■ EXERCISE OBJECTIVE ■
Check the entries below and say how many lines include the word "Please". No other text is wanted.

■ Dataset entries ■
####################

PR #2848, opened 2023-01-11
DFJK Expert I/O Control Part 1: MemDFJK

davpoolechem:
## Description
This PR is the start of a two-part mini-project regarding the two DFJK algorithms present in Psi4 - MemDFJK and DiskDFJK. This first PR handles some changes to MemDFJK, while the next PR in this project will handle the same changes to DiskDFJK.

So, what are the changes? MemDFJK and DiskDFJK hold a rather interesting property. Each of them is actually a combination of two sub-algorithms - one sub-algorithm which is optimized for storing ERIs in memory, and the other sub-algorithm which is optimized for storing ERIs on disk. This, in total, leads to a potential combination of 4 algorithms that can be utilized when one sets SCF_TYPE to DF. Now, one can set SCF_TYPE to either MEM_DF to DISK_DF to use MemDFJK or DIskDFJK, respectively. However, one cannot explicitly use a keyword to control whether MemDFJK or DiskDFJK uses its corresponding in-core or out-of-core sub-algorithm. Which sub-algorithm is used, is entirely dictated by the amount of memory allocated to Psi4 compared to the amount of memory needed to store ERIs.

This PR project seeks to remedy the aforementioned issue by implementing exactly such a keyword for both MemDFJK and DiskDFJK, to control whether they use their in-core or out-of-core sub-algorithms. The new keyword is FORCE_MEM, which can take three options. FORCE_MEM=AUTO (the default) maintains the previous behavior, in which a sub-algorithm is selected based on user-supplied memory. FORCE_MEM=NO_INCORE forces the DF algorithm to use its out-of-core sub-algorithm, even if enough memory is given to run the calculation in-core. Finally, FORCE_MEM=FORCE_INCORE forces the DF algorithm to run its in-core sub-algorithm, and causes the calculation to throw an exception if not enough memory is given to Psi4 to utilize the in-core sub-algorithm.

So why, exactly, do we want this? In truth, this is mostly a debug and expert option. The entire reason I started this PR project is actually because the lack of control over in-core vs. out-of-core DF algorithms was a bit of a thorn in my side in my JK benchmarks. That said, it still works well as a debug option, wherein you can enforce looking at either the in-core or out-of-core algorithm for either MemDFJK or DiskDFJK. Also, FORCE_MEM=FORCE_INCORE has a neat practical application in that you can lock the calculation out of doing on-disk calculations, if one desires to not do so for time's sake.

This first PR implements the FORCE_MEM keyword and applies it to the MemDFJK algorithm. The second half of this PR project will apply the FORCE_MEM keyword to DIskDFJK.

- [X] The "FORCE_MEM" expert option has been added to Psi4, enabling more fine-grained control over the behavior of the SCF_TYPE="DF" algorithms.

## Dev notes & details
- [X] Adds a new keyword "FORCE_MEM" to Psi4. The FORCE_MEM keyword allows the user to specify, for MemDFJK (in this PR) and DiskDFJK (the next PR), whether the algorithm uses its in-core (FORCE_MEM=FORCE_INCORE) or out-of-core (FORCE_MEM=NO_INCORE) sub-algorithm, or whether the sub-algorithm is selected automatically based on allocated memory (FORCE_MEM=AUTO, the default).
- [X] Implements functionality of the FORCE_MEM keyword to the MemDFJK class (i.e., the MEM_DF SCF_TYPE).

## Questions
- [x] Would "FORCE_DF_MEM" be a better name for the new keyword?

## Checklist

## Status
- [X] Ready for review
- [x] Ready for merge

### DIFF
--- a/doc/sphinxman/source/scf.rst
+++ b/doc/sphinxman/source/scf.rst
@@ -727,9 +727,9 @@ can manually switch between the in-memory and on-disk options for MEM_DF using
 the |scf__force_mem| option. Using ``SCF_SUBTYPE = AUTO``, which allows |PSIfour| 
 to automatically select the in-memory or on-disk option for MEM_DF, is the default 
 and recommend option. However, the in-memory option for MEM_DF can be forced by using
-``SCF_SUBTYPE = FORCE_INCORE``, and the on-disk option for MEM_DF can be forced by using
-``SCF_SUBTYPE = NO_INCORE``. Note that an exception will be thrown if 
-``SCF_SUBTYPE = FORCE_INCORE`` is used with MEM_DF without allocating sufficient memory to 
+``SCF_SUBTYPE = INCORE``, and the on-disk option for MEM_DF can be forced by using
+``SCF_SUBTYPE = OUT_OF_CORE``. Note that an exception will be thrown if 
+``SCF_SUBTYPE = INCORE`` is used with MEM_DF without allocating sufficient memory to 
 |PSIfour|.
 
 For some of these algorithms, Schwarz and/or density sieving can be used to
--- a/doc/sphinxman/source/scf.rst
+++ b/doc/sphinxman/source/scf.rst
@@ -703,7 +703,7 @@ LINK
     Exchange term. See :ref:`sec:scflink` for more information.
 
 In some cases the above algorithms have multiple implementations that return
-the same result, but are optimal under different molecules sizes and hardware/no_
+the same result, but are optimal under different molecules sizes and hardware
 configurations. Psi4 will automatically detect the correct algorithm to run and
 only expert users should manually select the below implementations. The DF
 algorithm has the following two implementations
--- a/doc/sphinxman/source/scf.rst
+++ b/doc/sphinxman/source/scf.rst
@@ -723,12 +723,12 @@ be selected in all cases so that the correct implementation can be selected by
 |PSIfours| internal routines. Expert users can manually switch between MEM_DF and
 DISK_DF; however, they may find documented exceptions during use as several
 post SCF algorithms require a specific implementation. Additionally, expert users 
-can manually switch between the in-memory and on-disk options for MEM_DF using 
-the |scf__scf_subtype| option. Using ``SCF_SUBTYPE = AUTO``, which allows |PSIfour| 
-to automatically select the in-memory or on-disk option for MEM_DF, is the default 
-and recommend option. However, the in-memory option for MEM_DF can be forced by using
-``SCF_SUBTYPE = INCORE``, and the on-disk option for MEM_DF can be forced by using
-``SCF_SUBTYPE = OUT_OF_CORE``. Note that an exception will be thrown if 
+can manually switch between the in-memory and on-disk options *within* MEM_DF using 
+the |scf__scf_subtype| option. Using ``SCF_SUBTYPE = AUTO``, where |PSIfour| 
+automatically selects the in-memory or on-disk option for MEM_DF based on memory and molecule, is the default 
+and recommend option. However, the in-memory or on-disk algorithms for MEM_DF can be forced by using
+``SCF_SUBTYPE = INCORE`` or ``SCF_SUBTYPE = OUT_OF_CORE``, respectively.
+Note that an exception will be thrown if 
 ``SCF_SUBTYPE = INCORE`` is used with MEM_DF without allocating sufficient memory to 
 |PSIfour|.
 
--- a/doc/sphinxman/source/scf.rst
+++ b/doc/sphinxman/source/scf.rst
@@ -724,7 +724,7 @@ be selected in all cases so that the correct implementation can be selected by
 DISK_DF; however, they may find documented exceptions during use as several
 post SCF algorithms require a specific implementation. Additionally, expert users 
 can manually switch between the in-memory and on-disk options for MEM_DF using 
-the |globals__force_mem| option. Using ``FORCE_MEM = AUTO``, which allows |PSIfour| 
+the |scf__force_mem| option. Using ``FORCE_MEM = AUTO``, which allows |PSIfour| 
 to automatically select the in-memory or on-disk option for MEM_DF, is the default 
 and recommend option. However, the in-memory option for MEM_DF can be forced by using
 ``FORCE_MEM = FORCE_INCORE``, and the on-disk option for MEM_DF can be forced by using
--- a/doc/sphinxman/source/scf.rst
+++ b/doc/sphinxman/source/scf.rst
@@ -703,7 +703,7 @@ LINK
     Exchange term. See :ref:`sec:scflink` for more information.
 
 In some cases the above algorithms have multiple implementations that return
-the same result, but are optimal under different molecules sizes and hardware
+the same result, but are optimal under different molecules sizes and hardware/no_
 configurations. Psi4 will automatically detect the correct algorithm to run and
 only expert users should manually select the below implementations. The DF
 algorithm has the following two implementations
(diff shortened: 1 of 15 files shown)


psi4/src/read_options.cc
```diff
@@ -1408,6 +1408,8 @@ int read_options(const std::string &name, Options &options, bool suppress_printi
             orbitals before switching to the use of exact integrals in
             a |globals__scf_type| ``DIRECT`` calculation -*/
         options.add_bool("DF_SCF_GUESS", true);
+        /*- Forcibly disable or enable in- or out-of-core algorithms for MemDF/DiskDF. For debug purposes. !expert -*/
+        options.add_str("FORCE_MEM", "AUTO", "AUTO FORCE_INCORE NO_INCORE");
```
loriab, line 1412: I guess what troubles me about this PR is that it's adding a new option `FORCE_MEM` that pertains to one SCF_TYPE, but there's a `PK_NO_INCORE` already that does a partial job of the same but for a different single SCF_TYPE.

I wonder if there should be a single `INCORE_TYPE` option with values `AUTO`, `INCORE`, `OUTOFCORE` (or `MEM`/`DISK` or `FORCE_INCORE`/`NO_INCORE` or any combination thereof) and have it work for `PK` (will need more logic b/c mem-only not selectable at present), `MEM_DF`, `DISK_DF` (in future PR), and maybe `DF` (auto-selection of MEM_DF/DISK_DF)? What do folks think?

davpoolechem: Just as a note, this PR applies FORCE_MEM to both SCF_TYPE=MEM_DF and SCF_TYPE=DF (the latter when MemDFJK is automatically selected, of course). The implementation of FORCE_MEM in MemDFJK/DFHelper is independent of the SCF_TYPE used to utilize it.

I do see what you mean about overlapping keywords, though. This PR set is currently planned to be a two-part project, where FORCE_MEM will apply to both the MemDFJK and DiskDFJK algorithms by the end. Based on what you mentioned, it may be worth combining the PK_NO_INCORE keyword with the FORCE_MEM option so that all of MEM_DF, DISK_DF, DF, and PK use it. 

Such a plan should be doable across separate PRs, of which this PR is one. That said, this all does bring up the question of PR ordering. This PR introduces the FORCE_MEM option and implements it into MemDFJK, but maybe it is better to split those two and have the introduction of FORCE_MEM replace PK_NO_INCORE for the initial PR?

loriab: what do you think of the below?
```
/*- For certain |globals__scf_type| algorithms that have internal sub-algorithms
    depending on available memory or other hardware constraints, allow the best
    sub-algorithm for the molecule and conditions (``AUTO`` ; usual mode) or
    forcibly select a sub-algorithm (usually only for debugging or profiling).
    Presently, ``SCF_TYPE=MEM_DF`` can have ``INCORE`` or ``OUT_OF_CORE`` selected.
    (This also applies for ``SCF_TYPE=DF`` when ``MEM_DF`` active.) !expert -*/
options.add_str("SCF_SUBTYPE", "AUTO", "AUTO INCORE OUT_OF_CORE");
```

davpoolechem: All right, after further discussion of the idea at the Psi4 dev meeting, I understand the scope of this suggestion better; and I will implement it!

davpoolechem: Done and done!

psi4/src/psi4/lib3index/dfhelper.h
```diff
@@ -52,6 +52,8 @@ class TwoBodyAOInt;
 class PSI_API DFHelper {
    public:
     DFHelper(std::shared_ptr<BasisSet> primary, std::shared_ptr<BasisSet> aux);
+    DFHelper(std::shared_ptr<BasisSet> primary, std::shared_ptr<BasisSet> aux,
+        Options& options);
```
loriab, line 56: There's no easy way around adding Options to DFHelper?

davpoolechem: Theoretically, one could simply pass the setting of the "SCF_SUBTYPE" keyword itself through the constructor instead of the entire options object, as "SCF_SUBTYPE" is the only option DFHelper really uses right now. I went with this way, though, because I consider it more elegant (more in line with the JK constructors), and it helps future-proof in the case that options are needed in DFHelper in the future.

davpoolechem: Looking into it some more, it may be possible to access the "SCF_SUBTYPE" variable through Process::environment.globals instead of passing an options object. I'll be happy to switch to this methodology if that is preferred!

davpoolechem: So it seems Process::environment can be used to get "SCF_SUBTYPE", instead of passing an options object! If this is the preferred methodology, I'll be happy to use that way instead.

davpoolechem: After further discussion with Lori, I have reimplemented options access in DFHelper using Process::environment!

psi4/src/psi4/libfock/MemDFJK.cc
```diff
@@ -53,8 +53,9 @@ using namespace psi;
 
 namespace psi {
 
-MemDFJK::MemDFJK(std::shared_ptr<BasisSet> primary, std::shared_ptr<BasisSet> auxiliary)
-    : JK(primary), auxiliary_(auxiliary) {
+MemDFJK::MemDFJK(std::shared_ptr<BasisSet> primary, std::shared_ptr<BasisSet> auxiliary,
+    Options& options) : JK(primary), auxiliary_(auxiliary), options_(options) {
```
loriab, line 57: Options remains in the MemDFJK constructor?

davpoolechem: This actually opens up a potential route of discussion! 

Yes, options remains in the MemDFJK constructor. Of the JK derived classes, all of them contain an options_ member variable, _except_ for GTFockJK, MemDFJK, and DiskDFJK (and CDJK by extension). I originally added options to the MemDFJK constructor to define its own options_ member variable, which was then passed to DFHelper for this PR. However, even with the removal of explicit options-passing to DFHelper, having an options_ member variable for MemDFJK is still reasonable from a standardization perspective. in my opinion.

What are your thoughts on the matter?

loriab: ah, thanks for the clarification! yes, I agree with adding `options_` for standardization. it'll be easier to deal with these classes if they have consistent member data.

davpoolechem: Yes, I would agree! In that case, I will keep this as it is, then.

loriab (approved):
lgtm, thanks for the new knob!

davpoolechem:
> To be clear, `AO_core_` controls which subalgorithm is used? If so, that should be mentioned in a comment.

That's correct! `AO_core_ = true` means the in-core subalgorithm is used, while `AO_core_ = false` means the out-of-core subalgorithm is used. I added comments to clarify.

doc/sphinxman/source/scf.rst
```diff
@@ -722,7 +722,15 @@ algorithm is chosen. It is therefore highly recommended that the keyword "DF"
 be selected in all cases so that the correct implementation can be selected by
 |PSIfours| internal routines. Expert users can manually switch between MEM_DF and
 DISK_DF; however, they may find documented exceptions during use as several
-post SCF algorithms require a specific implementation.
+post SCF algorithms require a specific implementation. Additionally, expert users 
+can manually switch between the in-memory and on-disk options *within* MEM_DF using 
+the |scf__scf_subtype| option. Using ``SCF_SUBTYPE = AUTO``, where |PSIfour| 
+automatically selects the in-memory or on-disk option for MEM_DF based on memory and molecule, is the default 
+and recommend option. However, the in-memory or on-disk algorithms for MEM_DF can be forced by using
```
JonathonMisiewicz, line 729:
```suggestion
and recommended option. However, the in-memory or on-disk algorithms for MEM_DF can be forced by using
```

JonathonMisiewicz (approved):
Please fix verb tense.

####################

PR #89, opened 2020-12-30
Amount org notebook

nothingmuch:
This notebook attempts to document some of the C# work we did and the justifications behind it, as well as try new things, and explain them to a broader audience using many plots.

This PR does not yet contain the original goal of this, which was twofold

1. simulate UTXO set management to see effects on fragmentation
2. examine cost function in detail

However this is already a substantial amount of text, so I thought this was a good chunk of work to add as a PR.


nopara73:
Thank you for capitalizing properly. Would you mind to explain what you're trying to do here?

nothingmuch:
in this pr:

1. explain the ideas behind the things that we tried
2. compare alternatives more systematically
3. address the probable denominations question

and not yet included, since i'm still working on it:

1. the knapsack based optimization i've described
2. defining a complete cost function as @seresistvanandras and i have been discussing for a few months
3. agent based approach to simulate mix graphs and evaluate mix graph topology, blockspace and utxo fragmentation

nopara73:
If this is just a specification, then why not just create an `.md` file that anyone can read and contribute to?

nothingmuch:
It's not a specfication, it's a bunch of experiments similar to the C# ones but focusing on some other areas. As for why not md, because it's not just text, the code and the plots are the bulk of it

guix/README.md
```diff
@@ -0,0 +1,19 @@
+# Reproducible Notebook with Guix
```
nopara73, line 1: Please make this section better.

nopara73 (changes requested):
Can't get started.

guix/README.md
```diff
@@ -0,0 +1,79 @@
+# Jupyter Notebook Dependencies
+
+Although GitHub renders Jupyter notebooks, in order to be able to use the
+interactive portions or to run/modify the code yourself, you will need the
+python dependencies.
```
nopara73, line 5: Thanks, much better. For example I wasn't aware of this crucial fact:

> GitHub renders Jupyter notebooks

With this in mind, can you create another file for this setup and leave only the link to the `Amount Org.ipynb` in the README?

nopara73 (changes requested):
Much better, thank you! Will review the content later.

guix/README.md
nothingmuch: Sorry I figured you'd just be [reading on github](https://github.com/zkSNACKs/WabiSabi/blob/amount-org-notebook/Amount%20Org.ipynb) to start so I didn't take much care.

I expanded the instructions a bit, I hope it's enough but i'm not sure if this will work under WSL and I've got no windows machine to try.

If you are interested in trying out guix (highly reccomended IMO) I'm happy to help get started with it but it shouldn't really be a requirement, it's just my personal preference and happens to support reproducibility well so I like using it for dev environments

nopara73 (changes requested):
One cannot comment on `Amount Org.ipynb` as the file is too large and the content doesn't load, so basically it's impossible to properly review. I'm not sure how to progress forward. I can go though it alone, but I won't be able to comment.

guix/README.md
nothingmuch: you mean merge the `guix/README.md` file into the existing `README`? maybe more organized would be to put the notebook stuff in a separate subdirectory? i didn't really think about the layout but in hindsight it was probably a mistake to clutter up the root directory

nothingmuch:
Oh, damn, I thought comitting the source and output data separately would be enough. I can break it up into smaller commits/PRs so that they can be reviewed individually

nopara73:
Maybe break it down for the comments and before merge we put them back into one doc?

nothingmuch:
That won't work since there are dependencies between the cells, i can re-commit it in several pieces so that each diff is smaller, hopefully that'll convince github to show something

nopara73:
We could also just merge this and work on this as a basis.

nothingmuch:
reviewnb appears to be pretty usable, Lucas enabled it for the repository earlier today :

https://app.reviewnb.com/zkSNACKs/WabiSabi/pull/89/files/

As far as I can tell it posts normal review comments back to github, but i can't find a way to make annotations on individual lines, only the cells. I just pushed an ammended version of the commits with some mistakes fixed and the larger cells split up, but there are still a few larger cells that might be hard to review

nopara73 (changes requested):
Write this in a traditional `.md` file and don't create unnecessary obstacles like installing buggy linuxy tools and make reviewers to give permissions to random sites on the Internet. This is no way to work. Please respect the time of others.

####################

■ SOLUTION FOR THIS TASK ■
3